The Who By Numbers – Album Review

John Entwistle Drew The Cartoon. Try Connecting The Dots - It Works!

John Entwistle Drew The Cartoon. Try Connecting The Dots - It Works!

In the ’70s, music was characterized by an inner conflict that tore at ideals and hurled them against the blackest confines of the human psyche. As a seeker of truth, Pete Townshend surely would have a lot to say. The Who was always – always – there in times of need. The album The Who were to release after Quadrophenia was to expose Pete’s vulnerabilities like nothing else. It was him who needed someone. And the horrible realization that he was not finding that person or people within his band was what listeners were to come across on “The Who By Numbers”.

The setting in which the album was conceived was as troublesome as the ones in which “Who’s Next” and “Quadrophenia” came to the world. This time, Roger and Pete were playing verbal ping pong on the press, and their views on The Who (as entertainers and as artists) were never painted in such black and white terms before or since.

Pete’s already-manifested impression that the band was caricaturing itself had entrenched by this point. His new set of songs dealt with that in a tortured way. The one jovial tune on offer was to be “Squeeze Box”. It was to become a Top 20 hit, in fact. That was certainly disheartening – something truly akin to another brick in the wall of vacuity.

A sense of futility populates the album: Pete questions the relationships with his fans and friends at every turn, and the facades he always studied were becoming far, far too brittle. Everybody could see through disguises by this point.

A very ductile song which is found among the mire of introspective flagellation is “Imagine A Man” – it might as well be the one example of positive introspection within range here. The song also has one of Keith’s final compelling performances on a Who record.

As far as John went, he contributed a song which stood alongside Pete’s compositions so minutely that if felt deliberate. The song was called “Success Story” and narrated the life of a weary rock & roller that sang “I might go far/If I smash my guitar”. The song also explored the almost imperceptible distance separating music from religion, and it was notable instrumentally since it was John’s recorded debut on 8-string bass.

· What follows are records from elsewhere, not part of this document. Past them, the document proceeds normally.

PR #648, opened 2024-02-02
Native aot with ~options builder methods~ just the right attributes on the test contexts

gregsdennis:
### Update

(see also "original intent" below)

This PR updates all of the serializer contexts back to internal while ensuring that all of the types are supported.

Additionally, it creates several helper methods to work around a [known STJ bug](https://github.com/dotnet/runtime/issues/50205).  These methods are used throughout the libraries to ensure that the options passed in by the user are respected while still being able to use the serializer context JTIs, which are needed for AOT.

The end result is that contexts are hidden, and users don't need to have annotations for all of the types contained within these libraries; only those which they serialize directly.  For example, for JsonSchema, this will likely be only `JsonSchema` and `EvaluationResults`.

---

### Original intent of the PR

This implements "sharing" the contexts via `JsonSerializerOptions` extensions that simply tack on the context to the options' `.TypeInfoResolverChain`.

There is a single bug that I'm experiencing, and I don't know why.  Specifically `JsonPointer` won't serialize inside the `Json.Schema.EvaluationResultsConverter.Write()` method.  When attempting to [serialize the `.Details` collection](https://github.com/gregsdennis/json-everything/pull/648/files#diff-5b37e9cc329e0c0e98c574a9ffc547931c0199bf198dd91a6930595b9ee4b4a1L355) (which is `IReadOnlyList<EvaluationResults>`), I pass in the options, and I have confirmed that at this point all of the resolvers are present in the options.  Later, through nested serialization, it comes back into the `.Write()` method with the `JsonSchemaSerializerContext.Default.Options` only, which means that it's lost all of the type resolvers somehow, and it fails on `JsonPointer`.

Now, I know that I can just add `JsonPointer` to the internal serializer context, but I'd really like to figure out why the options object is changing as this is the root cause.


JsonSchema/EvaluationResults.cs
```diff
@@ -311,7 +313,7 @@ public override void Write(Utf8JsonWriter writer, EvaluationResults value, JsonS
 		if (value.Format == OutputFormat.Hierarchical || value.Parent != null)
 		{
 			writer.WritePropertyName("evaluationPath");
-			options.Write(writer, value.EvaluationPath, JsonSchemaSerializerContext.Default.JsonPointer);
+			JsonSerializer.Serialize(writer, value.EvaluationPath, options);
```
jevansaks, line 316: I don't understand why these needed to change. The way this options.Write pattern works is that it takes the TypeInfo to get directly to the Converter and calls its Write method, passing the options along. @eiriktsarpalis recommended that approach earlier, and I like that it statically checks that we have the JsonTypeInfos that we need in our own converters.

gregsdennis: Because I removed JsonPointer from the JsonSchema context. (I've updated the description.)

gregsdennis:
I did notice that the serialization after going into the `options.Write` for the `.Details` collection, it ends up at the "AOT-aware users should not get this far" [line](https://github.com/gregsdennis/json-everything/pull/648/files#diff-b77e282aa0bc798ae8a2896d26f747c40b05238b19fe774bb4201fe7bb712fd2R69) because we don't have an explicit aot-compatible-converter for the collection.

The options still has the full resolver chain at this point.  Whatever is happening, it's in the external code between this line and going back into the `EvaluationsResultsConverter`.

JsonSchema/EvaluationResults.cs
jevansaks: I don't think we should do that though, because EvaluationResultsJsonConverter needs to serialize a JsonPointer type, so this component should guarantee that it has a JsonTypeInfo for a JsonPointer instead of relying on the callers to chain them together into the options.

JsonPatch/PatchOperation.cs
```diff
@@ -203,34 +206,34 @@ public override void Write(Utf8JsonWriter writer, PatchOperation value, JsonSeri
 		writer.WriteStartObject();
 
 		writer.WritePropertyName("op");
-		JsonSerializer.Serialize(writer, value.Op, PatchSerializerContext.Default.OperationType);
+		JsonSerializer.Serialize(writer, value.Op, JsonPatchSerializerContext.Default.OperationType);
 
 		writer.WritePropertyName("path");
-		JsonSerializer.Serialize(writer, value.Path, PatchSerializerContext.Default.JsonPointer);
+		JsonSerializer.Serialize(writer, value.Path, options);
```
jevansaks, line 212: This should go back to passing PatchSerializerContext.Default.JsonPointer

JsonPath/JsonSerializerOptionsExtensions.cs
```diff
@@ -0,0 +1,16 @@
+﻿using System.Text.Json;
+using System.Text.Json.Serialization;
+
+namespace Json.Path;
+
+public static class JsonSerializerOptionsExtensions
+{
+	public static JsonSerializerOptions WithJsonPath(this JsonSerializerOptions options)
```
jevansaks, line 8: I don't think this is necessary, since JsonPath library doesn't have any types it needs for its converters to succeed. The pattern is needed if we have TypeInfos we need to dynamically look up in the TypeInfo dictionary to serialize types in this library, but there aren't any.

gregsdennis: I may not be, but a user might.  Would this not help them?

jevansaks: If they to serialize a JsonPath they should do [JsonSerializable(JsonPath)] on their own JsonSerializerContext. The pattern is: if you want to serialize those types, you should generate a JsonTypeInfo for them in your own assembly and be self-complete.

JsonSchema.Generation.Tests/TestEnvironment.cs
```diff
@@ -1,24 +1,23 @@
...
-	{
-		
-	}
 }
+
+[JsonSerializable(typeof(JsonSchema))]
+[JsonSerializable(typeof(PropertiesKeyword))]
+[JsonSerializable(typeof(int))]
+[JsonSerializable(typeof(string))]
+[JsonSerializable(typeof(bool))]
```
gregsdennis, line 22: Not sure why I had to add these.  They're all used only internally to serializing a `JsonNode`.  Adding `JsonNode` here didn't help.

JsonSchema.OpenApi/JsonSchemaOpenApiSerializerContext.cs
```diff
@@ -0,0 +1,13 @@
...
+using System.Text.Json.Serialization;
+
+namespace Json.Schema.OpenApi;
+
+[JsonSerializable(typeof(ExampleKeyword))]
+[JsonSerializable(typeof(DiscriminatorKeyword))]
+[JsonSerializable(typeof(ExternalDocsKeyword))]
+[JsonSerializable(typeof(XmlKeyword))]
+[JsonSerializable(typeof(JsonNode))]
+[JsonSerializable(typeof(IReadOnlyDictionary<string, string>))]
```
gregsdennis, line 12: Also not sure why I had to add this.

JsonLogic/Rules/AllRule.cs
```diff
@@ -57,11 +57,11 @@ protected internal AllRule(Rule input, Rule rule)
 	}
 }
 
-internal class AllRuleJsonConverter : AotCompatibleJsonConverter<AllRule>
+internal class AllRuleJsonConverter : WeaklyTypedJsonConverter<AllRule>
 {
 	public override AllRule? Read(ref Utf8JsonReader reader, Type typeToConvert, JsonSerializerOptions options)
 	{
-		var parameters = options.Read(ref reader, LogicSerializerContext.Default.RuleArray);
+		var parameters = options.Read(ref reader, JsonLogicSerializerContext.Default.RuleArray);
```
jevansaks, line 65: These should switch to options.ReadArray. It's probably fine because we don't have any tests that are trying to pass in an options dictionary that lacks the Rule type so we aren't tripping the bug in all these rule converters.

JsonLogic/JsonSerializerOptionsExtensions.cs
```diff
@@ -0,0 +1,51 @@
...
+[JsonSerializable(typeof(RuleCollection))]
+[JsonSerializable(typeof(SomeRule))]
+[JsonSerializable(typeof(StrictEqualsRule))]
+[JsonSerializable(typeof(StrictNotEqualsRule))]
+[JsonSerializable(typeof(SubstrRule))]
+[JsonSerializable(typeof(SubtractRule))]
+[JsonSerializable(typeof(VariableRule))]
+[JsonSerializable(typeof(JsonNode))]
+[JsonSerializable(typeof(Rule[]))]
+[JsonSerializable(typeof(int))]
```
jevansaks, line 45: Recommend removing this so we don't accidentally use it and trigger the STJ bug

JsonPatch/JsonPatch.cs
```diff
@@ -103,7 +97,7 @@ public class PatchJsonConverter : AotCompatibleJsonConverter<JsonPatch>
 	/// <returns>The converted value.</returns>
 	public override JsonPatch Read(ref Utf8JsonReader reader, Type typeToConvert, JsonSerializerOptions options)
 	{
-		var operations = JsonSerializer.Deserialize(ref reader, PatchSerializerContext.Default.ListPatchOperation)!;
+		var operations = JsonSerializer.Deserialize(ref reader, JsonPatchSerializerContext.Default.ListPatchOperation)!;
```
jevansaks, line 101: Switch these to options.ReadList / options.WriteList?

JsonPatch/JsonPatchSerializerContext.cs
```diff
@@ -0,0 +1,19 @@
...
+/// A serializer context for this library.
+/// </summary>
+[JsonSerializable(typeof(JsonPatch))]
+[JsonSerializable(typeof(PatchOperation))]
+[JsonSerializable(typeof(OperationType))]
+[JsonSerializable(typeof(PatchResult))]
+[JsonSerializable(typeof(JsonNode))]
+[JsonSerializable(typeof(JsonPointer))]
+[JsonSerializable(typeof(List<PatchOperation>))]
+[JsonSerializable(typeof(IReadOnlyList<PatchOperation>))]
```
jevansaks, line 18: Recommend removing the collection types

JsonPatch/PatchOperation.cs
```diff
@@ -161,9 +161,12 @@ internal class Model
 		public JsonElement Value { get; set; }
 	}
 
+	[JsonSerializable(typeof(Model))]
+	internal partial class InternalPatchOperationContext : JsonSerializerContext;
+
 	public override PatchOperation Read(ref Utf8JsonReader reader, Type typeToConvert, JsonSerializerOptions options)
 	{
-		var model = JsonSerializer.Deserialize(ref reader, PatchSerializerContext.Default.Model)!;
+		var model = JsonSerializer.Deserialize(ref reader, InternalPatchOperationContext.Default.Model)!;
```
jevansaks, line 170: should these use options.Read? If they were using JsonSerializer.Deserialize in the master branch then it's probably fine to keep.

JsonSchema/JsonSchemaSerializerContext.cs
```diff
@@ -73,11 +75,9 @@ namespace Json.Schema;
...
 [JsonSerializable(typeof(WriteOnlyKeyword))]
 [JsonSerializable(typeof(decimal))]
+[JsonSerializable(typeof(SchemaOrPropertyList))]
 [JsonSerializable(typeof(Dictionary<string, bool>))]
-[JsonSerializable(typeof(Dictionary<string, JsonSchema>))]
-[JsonSerializable(typeof(Dictionary<string, List<string>>))]
 [JsonSerializable(typeof(Dictionary<string, PropertyDependency>))]
-[JsonSerializable(typeof(Dictionary<string, SchemaOrPropertyList>))]
 [JsonSerializable(typeof(Dictionary<string, string[]>))]
 [JsonSerializable(typeof(IReadOnlyCollection<JsonNode?>))]
```
jevansaks, line 82: I didn't finish this last night, but we should remove all the collection types off here just to be safe.

JsonSchema.Generation.Tests/TestEnvironment.cs
jevansaks: @eiriktsarpalis ? I suspect that JsonNode's converter looks up TypeInfos in the options dictionary even for these POD types. @gregsdennis if you can share a full call stack (turning off just my code) for when we fail without these, that would be helpful for Eirik to take a look at.

Json.More/JsonSerializerOptionsExtensions.cs
```diff
@@ -51,9 +52,204 @@ public static JsonConverter<T> GetConverter<T>(this JsonSerializerOptions option
 	/// <param name="value">The value to serialize.</param>
 	/// <param name="typeInfo">An explicit typeInfo to use for looking up the Converter. If not provided, options.GetTypeInfo will be used.</param>
 	/// <returns>The value that was converted.</returns>
-	public static void Write<T>(this JsonSerializerOptions options, Utf8JsonWriter writer, T? value, JsonTypeInfo<T>? typeInfo)
+	public static void Write<T>(this JsonSerializerOptions options, Utf8JsonWriter writer, T value, JsonTypeInfo<T> typeInfo)
```
eiriktsarpalis, line 55: Not sure if I mentioned this in another PR, but the `options` and `typeInfo` parameters defined here are redundant and mixing them together can result in consistency problems. Either resolve the `typeInfo` from the `options.GetTypeInfo` method or get the `Options` instance from the `typeInfo` parameter.

JsonLogic.Tests/GithubTests.cs
```diff
@@ -135,7 +135,7 @@ public void Issue313_VarEqualsNull()
   ]
 }");
 
-		var rule = node.Deserialize<Rule>(LogicSerializerContext.OptionsManager.SerializerOptions);
+		var rule = node.Deserialize(JsonLogicSerializerContext.Default.Rule);
```
eiriktsarpalis, line 138: Not sure if the project structure allows this, but creating separate contexts for each logical grouping of types is bound to create _some_ duplication (e.g. each grouping emits code for common JsonTypeInfo types such as string). If possible, it might make sense to pile as many types as possible in a single context so that common transitive dependencies are shared.

Json.More/JsonSerializerOptionsExtensions.cs
jevansaks: The TypeInfo here is used just to get the Converter, and we're using a JsonTypeInfo as parameter to make sure the caller has tagged the type on a JsonSerializerContext. The Options dictionary is used for all caller-defined types and any other configurations.

JsonSchema.Generation.Tests/TestEnvironment.cs
eiriktsarpalis: Yeah, it's one of the unfortunate issues with `JsonNode` design. It has been designed to encapsulate arbitrary .NET values so depending on how the `JsonNode` is constructed it can be representing JSON numbers or strings as `JsonValue<int>` and `JsonValue<string>`. From that point on, there's no way it can serialize itself without being able to obtain a `JsonTypeInfo<T>` from the underlying `JsonSerializerOptions`.

If this has been caused by something like
```C#
new JsonArray { 42, "string", false }
```
you could try to replace it either with
```C#
new JsonArray { (JsonNode)42, (JsonNode)"string", (JsonNode)false };
```
or just
```C#
JsonNode.Parse("""[42, "string", false]""")
```

gregsdennis: Oh, yeah, we changed a bunch of array initializers with ctor calls before. I'll have a scan for any that we missed.

Json.More/JsonSerializerOptionsExtensions.cs
gregsdennis: (I'm still first on why the your info is tied to an options in the first place. They seem to be independent concepts.)

JsonLogic.Tests/GithubTests.cs
gregsdennis: Oh, yeah that context is internal, but the test project can see the internals. I need to scan for context usages like that and not do it.  Good catch.

JsonSchema.Generation.Tests/TestEnvironment.cs
gregsdennis: (That kinda defeats the purpose of the implicit cast, though, doesn't it?)

jevansaks: I debugged this a little, the problem is a little subtle. It's that the JsonSchema.Generation library is calling JsonNode.Create(object) and then JsonSchema tries to serialize that later. Because the options came from a JsonSerializerContext, we only look for those POD types out of that options dictionary. We could try to call a helper instead of JsonValue.Create everywhere in our code, like this (below). I tried this locally and it seems to address the problem and lets me remove the primitive types from the client JsonSerializerContext.
```
	public static JsonValue? Create(object? value)
	{
		if (value is bool b)
		{
			return JsonValue.Create(b);
		}
		else if (value is double d)
		{
			return JsonValue.Create(d);
		}
		else if (value is int i)
		{
			return JsonValue.Create(i);
		}
		else if (value is string s)
		{
			return JsonValue.Create(s);
		}
		else
		{
			return JsonValue.Create(value);
		}
	}
```

jevansaks: (And if you go this path, we should add in the missing POD types that JsonValue supports as builtin. (this list is missing char and float, etc)

gregsdennis: Looks like that call is just in the `ConstIntent` and `DefaultIntent`, which actually comes from the associated attributes.

I'd like to:

- change the intent class ctors to take `JsonNode` instead, since that's what the `ConstKeyword` takes
- create strongly typed overloads for the attribute constructors that then immediately store the value into a `JsonNode` that's then passed into the intent.

JsonSchema/EvaluationResults.cs
```diff
@@ -421,13 +435,13 @@ public override void Write(Utf8JsonWriter writer, EvaluationResults value, JsonS
 		if (value.Format == OutputFormat.Hierarchical || value.Parent != null)
 		{
 			writer.WritePropertyName("keywordLocation");
-			options.Write(writer, value.EvaluationPath, JsonSchemaSerializerContext.Default.JsonPointer);
+			JsonSerializer.Serialize(writer, value.EvaluationPath, options);
```
jevansaks, line 438: Why did these switch back to JsonSerializer?

JsonSchema/JsonSchema.cs
```diff
@@ -814,7 +810,11 @@ public override void Write(Utf8JsonWriter writer, JsonSchema value, JsonSerializ
 		foreach (var keyword in value.Keywords!)
 		{
 			writer.WritePropertyName(keyword.Keyword());
-			options.Write(writer, keyword, keyword.GetType());
+
+			var keywordType = keyword.GetType();
+			var typeInfo = SchemaKeywordRegistry.GetTypeInfo(keywordType);
+			var converter = (IWeaklyTypedJsonConverter)typeInfo.Converter;
```
jevansaks, line 816: This is _slightly_ asymmetric with the read. options.Read handles the Converter not implementing IWeaklyTypedJsonConverter, but the Write doesn't. Might want to leverage the same kind of helper here.

JsonSchema/EvaluationResults.cs
gregsdennis: Not sure.  I'll put them back.

jevansaks (approved):
I left a couple comments that can be addressed now or later. Please update the PR description based on the work you've done too, it looks a little stale.

JsonSchema.Generation.Tests/TestEnvironment.cs
jevansaks: I saw that some of the object-based JsonNodes were coming through `public static JsonSchemaBuilder Const(this JsonSchemaBuilder builder, JsonNode? node)` too.

JsonSchema/EvaluationResults.cs
```diff
@@ -410,6 +407,8 @@ public override EvaluationResults Read(ref Utf8JsonReader reader, Type typeToCon
 	/// <param name="writer">The writer to write to.</param>
 	/// <param name="value">The value to convert to JSON.</param>
 	/// <param name="options">An object that specifies serialization options to use.</param>
+	[UnconditionalSuppressMessage("Trimming", "IL2026:Members annotated with 'RequiresUnreferencedCodeAttribute' require dynamic access otherwise can break functionality when trimming application code", Justification = "We guarantee that the SerializerOptions covers all the types we need for AOT scenarios.")]
```
jevansaks, line 410: I suspect all the UnconditionalSuppressMessages can be removed

PR #649, opened 2024-02-02
Proposed fixes to get tests passing again

jevansaks:


gregsdennis:
I've got the fix for the remaining tests locally.  I'll pull this in, make the final fixes, and push that to #645.

Issue #652, opened 2024-02-09
Can we get JsonPath.Net Support for .NET Standard 2.0?


Emcrank:
### Documentation

- [X] I have consulted the [documentation](https://docs.json-everything.net), and my question isn't answered there.

### Nuget Package

JsonPath.Net

### Package Version

0.8.0

### How can I help?  Please provide as much context as possible.

Can we possibly get a package version of `JsonPath.Net` for `.NET Standard 2.0`? 

We are looking to get away from `Newtonsoft.Json` towards `System.Text.Json` however the latter does not have support for traversing the DOM using JsonPath's so I stumbled upon your library from the following [issue raised here](https://github.com/dotnet/runtime/issues/31068). Reason we cannot use it at .NET Standard 2.1 is we have some legacy application's which only accept imports for the latest .NET Framework. I've looked at the changes required and I don't think there is many, just mainly the fact there is no implicit operator to convert from string to `ReadOnlySpan<char>`. I suggest potentially calling `string.AsSpan()` in its place so it is compatible with .NET Standard 2.0?

Let me know your thoughts, cheers.

### Code of Conduct

- [X] I agree to follow this project's Code of Conduct

gregsdennis:
I tried to do that with the recent update but couldn't get it building.

I can try again next week.  Also happy to accept a PR.

Emcrank:
I've made the changes & all tests passing. Will submit a PR.

Emcrank:
https://github.com/gregsdennis/json-everything/pull/653

gregsdennis:
Merging the PR should close the issue. It should stay open until the problem is actually fixed.

gregsdennis:
Odd.  The PR merge should have closed this.

PR #653, opened 2024-02-10
Add support for .NET Standard 2.0 for JsonPath.Net

Emcrank:
Resolves https://github.com/gregsdennis/json-everything/issues/652

Adds target framework for netstandard2.0 for JsonPath.Net

### DIFF
--- a/JsonPath/Expressions/Operators.cs
+++ b/JsonPath/Expressions/Operators.cs
@@ -83,22 +83,22 @@ internal static class BinaryComparativeOperatorParser
 
 		var portion = source[index..(index + 2)];
 
-		if (portion.Equals("==", StringComparison.Ordinal))
+		if (portion.Equals("==".AsSpan(), StringComparison.Ordinal))
 		{
 			op = Operators.EqualTo;
 			index += 2;
 		}
-		else if (portion.Equals("!=", StringComparison.Ordinal))
+		else if (portion.Equals("!=".AsSpan(), StringComparison.Ordinal))
 		{
 			op = Operators.NotEqualTo;
 			index += 2;
 		}
-		else if (portion.Equals("<=", StringComparison.Ordinal))
+		else if (portion.Equals("<=".AsSpan(), StringComparison.Ordinal))
 		{
 			op = Operators.LessThanOrEqualTo;
 			index += 2;
 		}
-		else if (portion.Equals(">=", StringComparison.Ordinal))
+		else if (portion.Equals(">=".AsSpan(), StringComparison.Ordinal))
 		{
 			op = Operators.GreaterThanOrEqualTo;
 			index += 2;
@@ -113,7 +113,7 @@ internal static class BinaryComparativeOperatorParser
 			op = Operators.GreaterThan;
 			index++;
 		}
-		else if (portion.Equals("in", StringComparison.Ordinal))
+		else if (portion.Equals("in".AsSpan(), StringComparison.Ordinal))
 		{
 			op = Operators.In;
 			index += 2;
@@ -146,12 +146,12 @@ internal static class BinaryLogicalOperatorParser
 
 		var portion = source[index..(index + 2)];
 
-		if (portion.Equals("&&", StringComparison.Ordinal))
+		if (portion.Equals("&&".AsSpan(), StringComparison.Ordinal))
 		{
 			op = Operators.And;
 			index += 2;
 		}
-		else if (portion.Equals("||", StringComparison.Ordinal))
+		else if (portion.Equals("||".AsSpan(), StringComparison.Ordinal))
 		{
 			op = Operators.Or;
 			index += 2;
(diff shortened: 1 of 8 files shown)


JsonPath/Expressions/Operators.cs
```diff
@@ -83,22 +83,22 @@ public static bool TryParse(ReadOnlySpan<char> source, ref int index, [NotNullWh
 
 		var portion = source[index..(index + 2)];
 
-		if (portion.Equals("==", StringComparison.Ordinal))
+		if (portion.Equals("==".AsSpan(), StringComparison.Ordinal))
```
gregsdennis, line 86: Since these are constants, we should store the span representation in a field so it doesn't have to be recalculated repeatedly.

JsonPath/JsonPath.csproj
```diff
@@ -1,7 +1,7 @@
 ﻿<Project Sdk="Microsoft.NET.Sdk">
 
 	<PropertyGroup>
-		<TargetFrameworks>netstandard2.1;net8.0</TargetFrameworks>
+		<TargetFrameworks>netstandard2.1;net8.0;netstandard2.0</TargetFrameworks>
```
gregsdennis, line 4: I'd prefer just replacing `netstandard2.1`.

JsonPath/PathSegment.cs
```diff
@@ -88,7 +88,8 @@ public override string ToString()
 		if (IsShorthand)
 			return $"{((IHaveShorthand)Selectors[0]).ToShorthandString()}";
 		
-		return $"[{string.Join(',', Selectors.Select(x => x.ToString()))}]";
+
```
gregsdennis, line 91: Please remove extra line.  (Single blank, not two.)

gregsdennis:
Thanks for this.  Tests look good.  Just a few things.

Emcrank:
Apologies, I was in a bit of a rush. Agree with all your comments. Will resolve these later tonight.

JsonPath/JsonPath.csproj
Emcrank: Tried removing netstandard2.1 target however this causes the build to fail... which I believe is due to the [NotNullWhen](https://learn.microsoft.com/en-us/dotnet/api/system.diagnostics.codeanalysis.notnullwhenattribute?view=netstandard-2.1) only being available in netstandard2.1 and beyond? Could be wrong though doesn't really make sense to me the error?

```JsonPath.Tests\Suite\CburgmerFeatureValidationTests.cs(139,54,139,65): error CS0433: The type 'NotNullWhenAttribute' exists in both 'JsonPath.Net, Version=0.8.0.0, Culture=neutral, PublicKeyToken=17ed63f672b0e278' and 'System.Runtime, Version=6.0.0.0, Culture=neutral, PublicKeyToken=b03f5f7f11d50a3a'```

gregsdennis: I wouldn't expect it to build against netstandard2.0, then.

Make sure that PolySharp is added to the project. There's a reference and a project property.  Check the other projects for examples.

Emcrank: The error relates to the test project, not the package library project.

I think it is getting confused with the multi targeting from a test perspective - It does build & tests all pass when all 3 target's are present. I presume when `netstandard2.1` is targeted, the tests are able to pull through the attribute because of that.. Not too sure if i'm honest.

PolySharp is added already to JsonPath project & csproj property is present.
`<PolySharpIncludeRuntimeSupportedAttributes>true</PolySharpIncludeRuntimeSupportedAttributes>`
`<PackageReference Include="PolySharp" Version="1.14.1" PrivateAssets="All" />`

JsonPath/PathSegment.cs
Emcrank: Resolved

JsonPath/Expressions/Operators.cs
Emcrank: Resolved

JsonPath/JsonPath.csproj
gregsdennis: @Sergio0694 do you know what's going on here?  I'd expect `[NotNullWhenTrue]` to be added for `netstandard2.0`.

gregsdennis: Oh!  It's because internals are visible to the tests project.

PolySharp is generating the attribute in _JsonPath.Net_ as an internal type in .Net Standard 2.0.  Then that version is being pulled for the .Net 6 version of the tests.  But since .Net 6 already defines the attribute, there's an ambiguity.

gregsdennis: @Emcrank just remove the attribute for now, please.  I'll figure it out later.

Emcrank: @gregsdennis Okay thanks, will do. Not familiar with the workings of PolySharp but makes sense.

Emcrank: That's committed.

gregsdennis:
Thanks for this @Emcrank

PR #660, opened 2024-02-18
Reusing schemas with different/changed options

gregsdennis:
@danielstarck I think this should resolve the issues that were highlighted by #608.


gregsdennis:
Also found an optimization around populating base URIs:

before:
image

after:
image

gregsdennis:
There may still be some optimizations available, but this fixes a bug, so I'm going to push it.

PR #670, opened 2024-02-23
add xml comment support

### LINKED ISSUE #667: Support xml comments on generated schema
### Nuget Package

JsonSchema.Net.Generation

### Package Version

4.0.0

I would be really nice if the doc comments on member/types could automatically be included when generating a json schema from a type.

I know i can use the `[description]` attribute, however as i already have xml comments it would be nice to not have to duplicate those :)

Using the `[description]` attribute. 

_No response_

### Code of Conduct

gregsdennis:
Resolves #667


JsonSchema.Generation.Tests/CommentsTests.cs
gregsdennis, line 1: @zlepper, please have a look at these tests to see if this aligns with your expected usage.

Basically, `Summary` becomes `description` unless a `[Description]` attribute is added, which will override the XML comments.

All of this only if a comments file has been registered in the config.

Optimization only pulls out references for "same" schemas, which basically means "type + member attributes".  So in the last test, a definition is created for `Inner2` and `Inner3`, but `Inner` doesn't reference the definition since it has an additional member attribute.  This is current behavior.

(I think properly, `Inner` should reference the definition with additional constraints, but there are some issues around arrays and attributes that are intended for the item type instead of the array itself.  It's a whole thing, and I don't feel like addressing it here.

gregsdennis:
I also need to figure out how to support this online.

JsonSchema.Generation.Tests/CommentsTests.cs
zlepper: From what i can tell, it looks exactly like what i would expect :D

Other song that did stand out was “Dreaming From The Waist” a number about sexual desire and the way musicians have a experience of their own when it comes to carnality, an experience we all imagine yet could never fully understand. And the set opener was “Slip Kid”, a song that reflected Pete’s disillusionment at the realization that problems do not go away as one ages but rather stay for as long as one could imagine.

Pete was to take the lead twice: on “However Much I Booze” (a song Daltrey refused to sing as he didn’t have a drinking habit) and the ukelele-driven “Blue, Red & Grey” (with John on horns). That song had a genuine sentiment if you ask me, but there was a very noticeable aura of bitterness that was somehow left unresolved.

The most succinct assessment of the new material came from critic Simon Fritz. He simply termed the record “Pete Townshend’s suicide note”. That was something horrible. But it was the exact truth of it. The record was produced by veteran Glyn Johns, and his professional hand made everything somehow more palatable.

Careful if you buy this album. Pondering on life is mostly fine, but pondering on life, death, uselessness and frustration at the same time is not. It’s just too much too handle. As a fan, I find “By Numbers” appealing because it does sound good and I find it invaluable to see how Pete’s artistic vision was evolving. But non-fans won’t be that thrilled. Not at all.